PR #386, opened 2021-03-10
Bugfix: multiprocessing falls back to single if it fails

dccote:
Fall back to single-processing code when multiprocessing code fails.


GabGabG (approved):
Good idea.

PR #392, opened 2021-04-28
Spherical aberrations

dccote:
Spherical aberrations are in fact, surprisingly simple to implement because they simply come from the non paraxial rays. They arise because the approximation sin theta approx theta is not valid anymore. Because it is not valid, it is not possible to get a linear expression for theta' as a function of y and theta. Another way to look at it is that the transfer matrix is not constant, it depends on the height of the ray.

So instead of computing a ray transform with the paraxial form of the matrix, we offer two options:
1. Use the paraxial approximation and the paraxial matrix.
2. Use non-paraxial rays and compute the exact refracted ray from Snell's law.
3. Get a non-paraxial matrix that depends on y.

So I split `mul_ray` into two fonctions: `mul_ray_paraxial` and `mul_ray_nonparaxial`.  Currently, a global setting in a class variable `Matrix.useNonParaxialCalculations = False` is used, but it looks a bit out of place.

We have `AsphericDielectricInterface` with a `kappa` conic parameter. It derives from `DielectricInterface` because it is a natural extension, and `DielectricInterface` is the paraxial limit of `AsphericDielectricInterface`. Since we have the complete equation for the surface z(y), we can compute the angle of incidence, the refraction and everything exactly.

We still don't move to the exact point in z on the surface because it is incompatible with the element that follows: if we need to move by Space(10), then the matrix will compute the displacement assuming that the ray is at its front vertex and move from frontVertex to backVertex, but that would be incorrect. I may try to add a small correction, but not sure exactly how to do that in a way that is clean and elegant.


dccote:
Major problem: we cannot consider spherical aberrations (non paraxial calculations) without also considering the finite thickness of elements (i.e. the fact that the distance to travel when rays are significantly off-axis is different from the paraxial rays on or close to the axis) . If we go ahead with the present partial implementtion, it would appear to be considering the aberrations, but without correcting for the varying distance as we move up the element, the numbers would be wrong., so there is no point providing a "half-baked" aspherics.

However, I think there is a way of doing it: the problem comes from the fact that an Interface really has a zero thickness, but an "non-paraxial Aspheric" does not: we must consider the thickness in order to have a real transfer matrix from one reference plane to the other.

So we will create some sort of "AsphericDielectric" (AsphericMeniscus?) that will have a R, kappa but also a finite, non-zero thickness.  It will be essentially a Space() Aspheric() Space() matrix group but the Space() elements will have a varying thickness depending on the ray.  In the paraxial limit., this will just be an interface to a dielectric.

raytracing/tests/testsAsphericInterface.py
```diff
@@ -0,0 +1,178 @@
...
+        for paraxialRay in rays:
+            paraxialOut = asphere.mul_ray_paraxial(paraxialRay)
+            nonparaxialOut = asphere.mul_ray_nonparaxial(paraxialRay)
+            self.assertAlmostEqual(paraxialOut.y, nonparaxialOut.y, 3)
+            self.assertAlmostEqual(paraxialOut.theta, nonparaxialOut.theta, 3)
+
+    @envtest.skip
+    def testOpticalPath(self):
+        Matrix.useNonParaxialCalculations = True
+        path = ImagingPath()
```
JLBegin, line 156: Maybe have `ImagingPath(useNonParaxialCalculations=None)` instead ? Just for usage. And I guess we keep the global in Matrix.

dccote: It should be in OpticalPath or something like that for the user, but deep down, it is at the matrix level that this affects the calculation. You are right that it could go in the ImagingPath/OpticalPath `__init__`.

See the above comment that I made essentially 2 minutes before you made the present comment: I am not sure anymore if it should be "a global choice", because I am not sure the results are correct.

PR #393, opened 2021-04-28
Building lenses from prescriptions and Zemax files (ZMX only)

dccote:
*(It is the wrong branch name by mistakem, this has nothing to do with chromatic-aberrations, I will not rename it).*

The prescription of a compound lens is the list of interfaces and materials everywhere along the axis. With DielectricInterfaces we can easily build a lens with the exact radii of curvatures and materials (or indexes).

After having found that Olympus has the lens prescription in public patents, I added a specifications directory in the project where we can experiment with building or validating lenses from prescriptions. There are many things that need to be determined before we make this a complete feature:
1. The format for the prescription, 
2. How we would name an eventual Group: would it be a `MatrixGroup` with different labels, or a different class? Currently, the lenses are a separate class each time because they can easily be used like `thorlabs.AC254_100_A()` without parameters.  Doing so would require an extra step: dynamically generating python files from the prescription files.

We found that although the Thorlabs catalog is in binary Zemax format (ZMF), it is still possible to obtain the ZMX files for individual lenses.  This is interesting because there is a Zemax reader in Python that works but only with the old format (https://github.com/quartiq/rayopt/blob/master/rayopt/zemax.py). Looking at it is enough for us to code the small parts we will need. (See below, I recoded the parts I needed.)

1. The page for each product is always a link of the form: https://www.thorlabs.com/thorproduct.cfm?partnumber=AC127-019-A
2. The corresponding link is https://www.thorlabs.com/_sd.cfm?fileName=20517-S03.zmx&partNumber=AC127-019-A

So we could download them by hand, and figure out the strategy for the file name and build the URL. *Update*: in fact, this is almost trivial: it is always the same filename for a group of lenses with a different part number.  I tried several options to request "all lenses" with wildcards but that did not work.  Does not matter! Looking good.

A separate class called `ZMXReader` can read a simple file (was only tested with AC254-100-A, my favourite lens and a random Edmund Lens). We read the curvature, the spacing, the material, we can create a MatrixGroup and write the prescription to the screen.


raytracing/tests/testsZemax.py
```diff
@@ -0,0 +1,85 @@
...
+        surface = self.zmx.surfaceInfo(index=1)
+        self.assertTrue( surface.number == 1)
+        self.assertAlmostEqual( surface.R, 62.75, 1)
+        self.assertAlmostEqual( surface.spacing, 4.0) 
+
+    def testSurfaces(self):
+        self.assertIsNotNone(self.zmx)
+        self.assertTrue(len(self.zmx.surfaces()) == 5)
+
+    def testMatrixGroup(self):
```
JLBegin, line 39: This testMatrixGroup is ignored because it is overwritten by the following test with the same name.

dccote: Fixed and test improved.

dccote:
> this is my first review!! (I ran the tests and everything was good)

Did you try to check for coverage?

PR #1838, opened 2026-01-07
fix: send error on SSE disconnect without resumption token

### LINKED ISSUE #1811: client's `read_stream_writer` open after SSE disconnection hanging `.receive()`

jayhemnani9910:
## Summary
  Fixes #1811

  When an SSE stream disconnects before the server sends any events with IDs (no resumption token), the client now sends a JSONRPCError to the session layer instead of hanging indefinitely.

  ## Changes
  - Added error handling in `_handle_sse_response` for streams that close without sending resumption tokens
  - Error response uses `CONNECTION_CLOSED` (-32000) error code with descriptive message
  - Added unit test that exercises the new code path by mocking EventSource

  ## Test Plan
  - Added `test_sse_disconnect_without_resumption_token_sends_error` unit test
  - All 1091 existing tests pass


maxisbey:
As there's no linked issue or description I've set this PR to draft for now.

jayhemnani9910:
> As there's no linked issue or description I've set this PR to draft for now.

 Yea my bad, my setup crashed. lol

dsfaccini:
we're bumping dependencies on our side and needed to add some pragmas because of the hang https://github.com/pydantic/pydantic-ai/pull/4047

so just a +1 on "hopefully this merges soon"

maxisbey:
Thanks for the PR. This has since landed via #3047. Closing as part of a general backlog cleanup following the v2 release. If this is still relevant against v2, feel free to reopen.

PR #1841, opened 2026-01-08
chore: create private modules, and drop unnecessary modules

Kludex:
This PR is on top of `drop-streamablehttp-client`.


Kludex:
It seems the examples depend on those functions... So it seems this is not correct? I'll close this PR, but I'll open a new one organizing stuff a bit better.

Issue #1315, opened 2025-08-27
OAuth TokenHandler should check Authorization header for client credentials


Mars9934:
### Description

Currently, `TokenHandler` [assumes](https://github.com/modelcontextprotocol/python-sdk/blob/main/src/mcp/server/auth/handlers/token.py#L96) that the Token request's body contains client credentials. However, some OAuth requests would contain client credentials in `Authorization` header:
<img width="1616" height="242" alt="Image" src="https://github.com/user-attachments/assets/4fb1fef9-f89b-4908-9d3c-e52b5e8b370b" />

In this case, it would throw `ValidationError` even though client credentials are provided in request header.

Can we add a fallback such that if `client_id` is not found in `formData`, we try to get it from header? e.g.

```
async def handle(self, request: Request):
    try:
        form_data = dict(await request.form())

        # Try to get client credentials from header if missing in body
        if "client_id" not in form_data:
            auth_header = request.headers.get("Authorization")
            if auth_header and auth_header.startswith("Basic "):
                encoded = auth_header.split(" ")[1]
                decoded = base64.b64decode(encoded).decode("utf-8")
                client_id, _, client_secret = decoded.partition(":")
                client_secret = urllib.parse.unquote(client_secret)
                form_data.setdefault("client_id", client_id)
                form_data.setdefault("client_secret", client_secret)

        token_request = TokenRequest.model_validate(form_data).root
    except ValidationError as validation_error:
        return self.response(
            TokenErrorResponse(
                error="invalid_request",
                error_description=stringify_pydantic_error(validation_error),
            )
        )
    ...
```

Thanks.

challenger71498:
Hi @Mars9934,

I encountered the same issue you've experienced when I was testing FastMCP server with:

```
npx @modelcontextprotocol/inspector
```

The server responds with 401, says "Missing client_id".

Seems like the indicator tries to get token by providing `client_id` and `client_secret` via the auth header, but the server only tries to find client credentials from the request body, and fails.

As you mentioned, the current implementation of token handling violates the OAuth2 protocol [RFC 6749 - Client Authentication](https://datatracker.ietf.org/doc/html/rfc6749#section-2.3).

Based on RFC 6749:

> The client MUST NOT use more than one authentication method in each request.
- Authentication with headers (`Authorization: Basic ...`) and with form data are mutual exclusive. Only one auth method should be used at a time.
  - Normally the header is preferred, the form data is used only if the client cannot support the auth header.
[...]

PR #1316, opened 2025-08-27
OAuth TokenHandler Enhancement: Authorization Header Fallback Support

ChenyangLi4288:
# OAuth TokenHandler Enhancement: Authorization Header Fallback Support

This PR implements the enhancement requested in issue #1315 to add fallback support for OAuth client credentials in the Authorization header when they are missing from the request form data. This improves OAuth 2.0 compliance by supporting both `client_secret_post` and `client_secret_basic` authentication methods.

## Changes Made

- Implement fallback logic in TokenHandler to check Authorization header when client credentials are missing from form data
- Support Basic authentication with proper Base64 decoding and URL decoding
- Add comprehensive test suite covering all scenarios
- Maintain backward compatibility with existing form data authentication
- Improve OAuth 2.0 compliance by supporting both client_secret_post and client_secret_basic methods

Fixes #1315

This PR adds fallback support for OAuth client credentials in the Authorization header when they are missing from the request form data. The TokenHandler now checks for Basic authentication in the Authorization header as a fallback, improving OAuth 2.0 compliance by supporting both client_secret_post and client_secret_basic methods.

## Motivation and Context

Currently, the TokenHandler only looks for client credentials in the request form data. However, according to OAuth 2.0 specifications, client credentials can also be provided in the Authorization header using Basic authentication. When credentials are only provided in the header, the handler throws a ValidationError even though valid credentials are present. This enhancement addresses this limitation by implementing a fallback mechanism.

## How Has This Been Tested?

Comprehensive tests have been added covering:
- Form data credentials (existing functionality)
- Authorization header fallback (new functionality)
- URL-encoded secrets handling
- Invalid/malformed headers
- Both authorization code and refresh token grant types
- Error cases when no credentials are provided

All new tests pass (7/7) and existing tests continue to pass. Code passes linting (ruff) and type checking (pyright).

## Breaking Changes

None. This is a purely additive enhancement that maintains 100% backward compatibility. Existing OAuth clients using form data authentication will continue to work exactly as before.

## Types of changes

- [ ] Bug fix (non-breaking change which fixes an issue)
- [x] New feature (non-breaking change which adds functionality)
- [ ] Breaking change (fix or feature that would cause existing functionality to change)
- [x] Documentation update

## Checklist

- [x] I have read the [MCP Documentation](https://modelcontextprotocol.io)
- [x] My code follows the repository's style guidelines
- [x] New and existing tests pass locally
- [x] I have added appropriate error handling
- [x] I have added or updated documentation as needed

[...]

PR #1847, opened 2026-01-11
feat: fully support Basic Authorization header at token request

challenger71498:
## Summary

This PR implements OAuth client authentication by supporting HTTP Basic authentication as defined in RFC 6749 Section 2.3.1., especially when `client_id` is provided only from the header.

The key changes are:

- Extract client credentials from Basic auth header first, before falling back to form data
- Validate that the authentication method used matches what the client registered
- Make `client_id` optional in token request body when using Basic auth (as the spec allows)

Previously, the code would first read `client_id` from the form body and then validate against the auth method. This caused issues when clients used Basic auth without including `client_id` in the request body, which is valid per the OAuth spec.

- This PR resolves the issue #1315.

## Motivation and Context

- [RFC 6749 Section 2.3.1](https://datatracker.ietf.org/doc/html/rfc6749#section-2.3.1) specifies that clients using `client_secret_basic` should send credentials via the Authorization header, and the `client_id` in the request body is optional in this case.
- The previous implementation required `client_id` in the body even when using Basic auth, which was non-compliant with the spec.

### Unit Test
- Added test for Basic auth working without `client_id` in request body
- Added test for Basic auth taking precedence over form body `client_id`
- Added test for refresh token flow without `client_id` in body
- Updated existing tests to reflect new error messages when auth method mismatches

### E2E Test
- Tested with `npx @modelcontextprotocol/inspector` + OAuth provider mockup, and worked as expected.

<details>
<summary>Screenshots</summary>

image

image

</details>

## Types of changes

- [ ] Documentation update

## Checklist

- [ ] ~~I have added or updated documentation as needed~~ no docs need to be updated

## Additional context
- #1316 tried to resolve the issue, but closed by #1334.
  - The approach of 1334 was right on track, but did not resolved the issue 1315 completely.


src/mcp/server/auth/middleware/client_auth.py
```diff
@@ -52,64 +60,86 @@ async def authenticate_request(self, request: Request) -> OAuthClientInformation
...
-            if not hmac.compare_digest(client.client_secret.encode(), request_client_secret.encode()):
+            if not hmac.compare_digest(client.client_secret.encode(), client_credentials.client_secret.encode()):
                 raise AuthenticationError("Invalid client_secret")  # pragma: no cover
 
             if client.client_secret_expires_at and client.client_secret_expires_at < int(time.time()):
                 raise AuthenticationError("Client secret has expired")  # pragma: no cover
 
         return client
+
+    async def _get_credentials(self, request: Request) -> ClientCredentials:
```
challenger71498, line 101: Note: the core extraction logic of `client_id` and `client_secret` is as same as before.

tests/server/fastmcp/auth/test_auth_integration.py
```diff
@@ -1089,7 +1089,7 @@ async def test_client_secret_basic_authentication(
         assert "access_token" in token_response
 
     @pytest.mark.anyio
-    async def test_wrong_auth_method_without_valid_credentials_fails(
+    async def test_wrong_auth_method_fails(
```
challenger71498, line 1092: Note: test fails as same as before, only exception message has been changed, due to the auth method mismatch.

tests/server/fastmcp/auth/test_auth_integration.py
```diff
@@ -1183,7 +1183,7 @@ async def test_basic_auth_without_header_fails(
         error_response = response.json()
         # RFC 6749: authentication failures return "invalid_client"
         assert error_response["error"] == "invalid_client"
-        assert "Missing or invalid Basic authentication" in error_response["error_description"]
+        assert "Expected client_secret_basic authentication method" in error_response["error_description"]
```
challenger71498, line 1186: Note: test fails as same as before, only exception message has been changed, due to the auth method mismatch.

tests/server/fastmcp/auth/test_auth_integration.py
```diff
@@ -1279,10 +1279,10 @@ async def test_basic_auth_no_colon_fails(
         assert "Invalid Basic authentication header" in error_response["error_description"]
 
     @pytest.mark.anyio
-    async def test_basic_auth_client_id_mismatch_fails(
+    async def test_basic_auth_takes_precedence(
```
challenger71498, line 1282: Note: the behaviour of the test has been changed. After the changes, basic auth takes precedence over form data, so even if there is a mismatch, the middleware retrieves the `client_id` from the header.

This behaviour is intended due to [RFC 6749 Section 2.3.1](https://datatracker.ietf.org/doc/html/rfc6749#section-2.3.1):

> Including the client credentials in the request-body using the two parameters is NOT RECOMMENDED and SHOULD be limited to clients unable to directly utilize the HTTP Basic authentication scheme (or other password-based HTTP authentication schemes).

If this is inappropriate, alternatives are:
- behave AS-IS (throw mismatch exception)
- disallow dup auth method
  - throw exception which indicates that more than one authentication method was used.

joar:
@ochafik @pcarleton I saw you were involved in https://github.com/modelcontextprotocol/python-sdk/pull/1334 which added the `client_secret_basic` auth method, could you have a look at this PR as well?

I added my point of view on the issue this PR resolves in https://github.com/modelcontextprotocol/python-sdk/issues/1315#issuecomment-4134287279 —* Including the realization that MCP is about OAuth 2.1 draft 13 and not RFC 6749, but that both standards seem to agree that `client_id` is not required for `client_secret_basic`

\* human-crafted em dash

MesoX:
+1, hit this in production via FastMCP (`OAuthProxy`).

The bug compounds for FastMCP-based MCP servers because
`OAuthProxy.register_client` hard-codes `token_endpoint_auth_method="none"`
for DCR-registered clients (`fastmcp/server/auth/oauth_proxy.py:1005` on
v2.14.7). So even though FastMCP advertises `client_secret_basic` in
`token_endpoint_auth_methods_supported`, the `ClientAuthenticator` middleware
never invokes the Basic-decoding path - and the
`form_data.get("client_id")` check at `src/mcp/server/auth/middleware/client_auth.py:55`
rejects the request with `Missing client_id` before any Basic header is
inspected.

Concrete repro against a vanilla FastMCP `OAuthProxy` deploy:

```bash
# Pure Basic auth - RFC 6749 §2.3.1 compliant
curl -sS -u "$CID:$CSEC" \
  -d 'grant_type=authorization_code&code=test&redirect_uri=...' \
  http://server/token
# → 401 {"error":"invalid_client","error_description":"Missing client_id"}

# Same creds in POST body
curl -sS \
  -d "grant_type=authorization_code&code=test&client_id=$CID&client_secret=$CSEC&redirect_uri=..." \
  http://server/token
# → 400 (reaches code_verifier validation; client_id was parsed)
```

Same handler, same input, different carrier. The diff in this PR fixes the
right layer (`client_auth.py`), so the FastMCP case is fixed transitively.

Spec-compliant `@ai-sdk/mcp` clients default to `client_secret_basic` when
the server advertises both - they're the most affected. Happy to add a
regression test covering the Basic-only path if it helps land this.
○ ○ ○ ○
> Work instructions
Where a line in the listing above includes the string "paraxialRay", copy that line.

> Written reply
+        for paraxialRay in rays:
+            paraxialOut = asphere.mul_ray_paraxial(paraxialRay)
+            nonparaxialOut = asphere.mul_ray_nonparaxial(paraxialRay)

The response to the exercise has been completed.